ASU’s analytics degree program was driven by the W. P. Carey School’s industry advisory board, which regularly provides feedback on trends and needs.

“They told us, ‘Why aren’t you teaching this? We need it!’ ” Goul said.

Neeraj Madan saw it too. He was working as a consultant with IBM in India when he realized that his approach to solving problems was changing.

“The clients can say a lot of things about the problems, but it’s always the data that has the real story,” he said.

Madan took a sabbatical from IBM and earned a master’s in business analytics at ASU earlier this year. He worked on a project analyzing five years’ worth of data about bicycle thefts on campus and made recommendations to the police about the best times to patrol.

“We told them the 20 hot spots where they could focus their energies,” he said.

Madan, who now works for IBM in Phoenix, said his degree work at ASU has changed his outlook.

“Everywhere around me now, I look for patterns,” he said.

That kind of insight demands creativity, Goul said, making analysts much more than number crunchers.

For example, one group of ASU students looked at sales of water and compared it with weather, finding that hurricanes and high temperatures correlated to higher sales.

“But then they found out that it’s not the actual temperature that does it. It’s the forecast,” Goul said. “Analytics is not pure ‘what are your sales’ and ‘what’s your inventory.’ It’s innovation.”

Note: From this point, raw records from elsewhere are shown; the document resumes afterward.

PR #158, opened 2019-08-02
Offline Imagery: Add JSON Layer Rendering

scolsen:
This PR introduces JSON layer rendering on the map. Users can select a new primary nave menu option, "Download Tiles" which, when selected, activates a JSON layer on the map that gives users a visual field to use to select tiles. 

Once this looks okay, we can move on to passing the tile selections off to the appropriate VM and subsequently the download worker, providing the user with an indication of available storage space, highlight which tiles are already downloaded on the device, etc.

This change also includes some preliminary setup for passing on a set of selected tiles from the MapAdapter, but we don't do anything with theses as of yet.

I'm not 100% confident about how I've hooked up the UI menu option to the rendering logic, but it seemed to be the cleanest way to do it considering the way the VMs and reactive streams were already set up.

### DIFF
--- a/gnd/src/main/java/com/google/android/gnd/ui/home/HomeScreenFragment.java
+++ b/gnd/src/main/java/com/google/android/gnd/ui/home/HomeScreenFragment.java
@@ -335,11 +335,19 @@ public class HomeScreenFragment extends AbstractFragment
         showProjectSelector();
         closeDrawer();
         break;
+      case R.id.nav_download_tiles:
+        showTileDownloadLayer();
+        closeDrawer();
+        break;
       case R.id.nav_sign_out:
         authenticationManager.signOut();
         break;
     }
     return false;
+  }
+
+  private void showTileDownloadLayer() {
+    this.viewModel.getDownloadTileClicks().onNext(new Object());
   }
 
   private class BottomSheetCallback extends BottomSheetBehavior.BottomSheetCallback {
--- a/gnd/src/main/java/com/google/android/gnd/ui/home/HomeScreenViewModel.java
+++ b/gnd/src/main/java/com/google/android/gnd/ui/home/HomeScreenViewModel.java
@@ -47,6 +47,7 @@ public class HomeScreenViewModel extends AbstractViewModel {
   private final LiveData<Persistable<Project>> activeProject;
 
   private final PublishSubject<Feature> addFeatureClicks;
+  private final PublishSubject<Object> downloadTileClicks;
 
   // TODO: Move into MapContainersViewModel
   private final SingleLiveEvent<Point> addFeatureDialogRequests;
@@ -66,6 +67,7 @@ public class HomeScreenViewModel extends AbstractViewModel {
         LiveDataReactiveStreams.fromPublisher(dataRepository.getActiveProjectOnceAndStream());
     this.navigator = navigator;
     this.addFeatureClicks = PublishSubject.create();
+    this.downloadTileClicks = PublishSubject.create();
 
     disposeOnClear(
         addFeatureClicks
@@ -92,6 +94,10 @@ public class HomeScreenViewModel extends AbstractViewModel {
 
   public void openNavDrawer() {
     openDrawerRequests.setValue(null);
+  }
+
+  public PublishSubject<Object> getDownloadTileClicks() {
+    return downloadTileClicks;
   }
 
   public LiveData<Persistable<Project>> getActiveProject() {
--- a/gnd/src/main/java/com/google/android/gnd/ui/home/mapcontainer/MapContainerFragment.java
+++ b/gnd/src/main/java/com/google/android/gnd/ui/home/mapcontainer/MapContainerFragment.java
@@ -138,6 +138,10 @@ public class MapContainerFragment extends AbstractFragment {
     addFeatureBtn.setOnClickListener(
         __ -> homeScreenViewModel.onAddFeatureBtnClick(map.getCenter()));
     enableLocationLockBtn();
+    homeScreenViewModel
+        .getDownloadTileClicks()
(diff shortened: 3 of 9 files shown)


scolsen:
Sorry, snuck one more quick change in! Added basic tile coloring to indicated selected tiles.

gnd/src/main/java/com/google/android/gnd/ui/home/HomeScreenFragment.java
```diff
@@ -335,13 +335,21 @@ public boolean onNavigationItemSelected(@NonNull MenuItem item) {
         showProjectSelector();
         closeDrawer();
         break;
+      case R.id.nav_download_tiles:
+        showTileDownloadLayer();
```
gino-m: Naming nit: This isn't a layer from the user's perspective, it's a UI for selecting and deselecting offline satellite imagery. Also, the fact that users select tiles is for the most part an implementation detail; we could in the future allow people to choose an area instead of individual tiles. In that case, I'd probably call it something like "offline imagery selector" or similar.

gnd/src/main/java/com/google/android/gnd/ui/home/HomeScreenViewModel.java
```diff
@@ -66,6 +67,7 @@
         LiveDataReactiveStreams.fromPublisher(dataRepository.getActiveProjectOnceAndStream());
     this.navigator = navigator;
     this.addFeatureClicks = PublishSubject.create();
+    this.downloadTileClicks = PublishSubject.create();
```
gino-m: When I first read this I thought it was referring to "toggle offline tile clicks", but it appears it's the click to show the offline imagery UI. It might be more obvious if we called it something like "showOfflineImagerySelectorClicks()". 

Ideally I think we may want to actually have the selector be a separate View and ViewModel so we don't need to worry about interactions with other features on the map UI (click feature, location lock, etc). Any thoughts on this?

gnd/src/main/java/com/google/android/gnd/ui/home/mapcontainer/MapContainerFragment.java
```diff
@@ -138,6 +138,10 @@ private void onMapReady(MapAdapter map) {
     addFeatureBtn.setOnClickListener(
         __ -> homeScreenViewModel.onAddFeatureBtnClick(map.getCenter()));
     enableLocationLockBtn();
+    homeScreenViewModel
+        .getDownloadTileClicks()
+        .as(autoDisposable(this))
+        .subscribe(__ -> map.renderJsonLayer());
```
gino-m: Similarly, here we're "showing the offline basemap/imagery selector". Technically rendering of this GeoJSON layer is actually done by Maps API, and is an implementation detail.

gnd/src/main/java/com/google/android/gnd/ui/map/gms/GoogleMapsMapAdapter.java
```diff
@@ -132,6 +161,56 @@ public void moveCamera(Point point, float zoomLevel) {
...
+          Log.d(TAG, "Unable to read JSON.", e);
+          e.printStackTrace();
+        }
+      } catch (IOException e) {
+        Log.d(TAG, "geojson file not found.", e);
+      }
+    }
+  }
+
+  private void onJsonFeatureClick(com.google.maps.android.data.Feature feature) {
```
gino-m: Knowledge of the Ground-specific VOs don't really belong here since this class is lower level; it just exposes functionality of Maps API or whatever implementation we use in a generic way, so it covers only mapping concepts like Points, Lines, Polygons, etc. GeoJSON may fix in this context, but we'd ideally find a way to generalize it to not scope-creep the interface needed to be implemented for new map providers.

gnd/src/main/res/values/strings.xml
```diff
@@ -16,128 +16,129 @@
...
-    VIEW FEATURE DATA
-  -->
-
-  <!-- Shown in record overflow menu to open popup dialog to edit feature metadata. -->
-  <string name="edit_record">Edit record</string>
-  <!-- Shown in record overflow menu to delete a record. -->
-  <string name="delete_record">Delete record</string>
-  <!-- Confirmation shown when deleting a record (TBD). -->
-  <string name="delete_record_confirmation">
+    <!-- Application name. Do not translate. -->
```
gino-m: Any idea why whitespace changed here? Was it committed w/the wrong white space? (we really need to add auto lint checks to PRs!)

scolsen: Ah, I ran format on the file after modifying it--that's the reason it changed, I guess it had "incorrect" formatting at some point.

gnd/src/main/java/com/google/android/gnd/ui/home/HomeScreenFragment.java
scolsen: That makes sense, I'll rename it!

gnd/src/main/java/com/google/android/gnd/ui/home/HomeScreenViewModel.java
scolsen: I think keeping them separate would definitely be a better design. I can give this a shot.

gnd/src/main/java/com/google/android/gnd/ui/home/mapcontainer/MapContainerFragment.java
scolsen: Good point. I'll excise the JSON from my names.

gino-m:
Are you planning to abandon this in favor of the separate PRs we discussed? If so kindly mark WIP or close. Thanks!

Goul said the field is changing so rapidly that ASU has already had to adjust, hiring faculty with experience in the health field, which is embracing big data fields like genomics, analyzing the functions and structure of genomes. Much of the data will be generated by things, not humans.

“Our next generation of products will have Internet capabilities like our phones do. Our glasses or pacemakers will be ‘phoning home’ with continuous, real-time information and adjusting on the fly,” Goul said.

Even though giant “data lakes” are being filled continuously, businesses are still trying to figure out what to do with all that information.

And these stakes are higher than choosing a good movie, like when “smart machines,” such as robots or driverless cars, are making the decisions.

Even though data is everywhere around us these days, the field of data analytics is still so new that accrediting bodies are just now determining how to make sure universities are offering the best curriculum, Goul said.

“I like to call it the world of data science cowboys.”